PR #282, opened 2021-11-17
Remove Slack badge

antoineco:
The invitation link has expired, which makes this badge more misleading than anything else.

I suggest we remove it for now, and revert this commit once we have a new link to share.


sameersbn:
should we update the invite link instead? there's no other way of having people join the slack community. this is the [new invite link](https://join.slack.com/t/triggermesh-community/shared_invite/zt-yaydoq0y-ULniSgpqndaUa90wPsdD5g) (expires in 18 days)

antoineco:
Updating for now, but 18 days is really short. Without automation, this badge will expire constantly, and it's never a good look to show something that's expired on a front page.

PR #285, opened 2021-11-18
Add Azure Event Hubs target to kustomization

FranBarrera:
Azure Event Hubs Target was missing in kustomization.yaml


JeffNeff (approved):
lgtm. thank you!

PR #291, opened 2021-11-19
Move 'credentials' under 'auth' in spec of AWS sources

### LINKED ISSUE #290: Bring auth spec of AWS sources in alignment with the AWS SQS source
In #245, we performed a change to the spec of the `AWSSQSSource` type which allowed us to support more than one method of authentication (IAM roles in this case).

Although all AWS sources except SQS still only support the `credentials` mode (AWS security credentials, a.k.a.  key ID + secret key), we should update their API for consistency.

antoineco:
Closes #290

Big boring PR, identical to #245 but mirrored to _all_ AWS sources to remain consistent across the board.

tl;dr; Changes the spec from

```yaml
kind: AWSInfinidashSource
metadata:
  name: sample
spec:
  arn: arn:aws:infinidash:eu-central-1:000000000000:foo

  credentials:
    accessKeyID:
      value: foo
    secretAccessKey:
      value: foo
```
_ _ _ _ _ _ _
• [TASK OBJECTIVE] Establish how many lines of the records contain the string "badge" and state that number without elaboration.

• [ANSWER BOX] 3